> _Records shown_
PR #296, opened 2020-08-15
2 ➡️ 3 (part 1)

chapulina:
Broken off #268 because that is having to many failures


src/gui/Gui_TEST.cc
```diff
@@ -0,0 +1,159 @@
...
+#include "ignition/gazebo/test_config.hh"
+
+int g_argc = 1;
+char **g_argv = new char *[g_argc];
+
+using namespace ignition;
+using namespace gazebo;
+
+/////////////////////////////////////////////////
+TEST(GuiTest, PathManager)
```
azeey, line 36: Is this expected to work on macOS? https://build.osrfoundation.org/job/ignition_gazebo-ci-pr_any-homebrew-amd64/3558/testReport/(root)/UNIT_Gui_TEST/test_ran/

chapulina: Good point, this is also a problem on `ign-gazebo2`. Disabled here and will also disable there.

chapulina:
Ignoring actions now because #269 is not being forward-ported yet.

> _Exercise goal_
Copy out the full listing, exactly as it stands.

> _Output_
PR #296, opened 2020-08-15
2 ➡️ 3 (part 1)

chapulina:
Broken off #268 because that is having to many failures


src/gui/Gui_TEST.cc
```diff
@@ -0,0 +1,159 @@
...
+#include "ignition/gazebo/test_config.hh"
+
+int g_argc = 1;
+char **g_argv = new char *[g_argc];
+
+using namespace ignition;
+using namespace gazebo;
+
+/////////////////////////////////////////////////
+TEST(GuiTest, PathManager)
```
azeey, line 36: Is this expected to work on macOS? https://build.osrfoundation.org/job/ignition_gazebo-ci-pr_any-homebrew-amd64/3558/testReport/(root)/UNIT_Gui_TEST/test_ran/

chapulina: Good point, this is also a problem on `ign-gazebo2`. Disabled here and will also disable there.

chapulina:
Ignoring actions now because #269 is not being forward-ported yet.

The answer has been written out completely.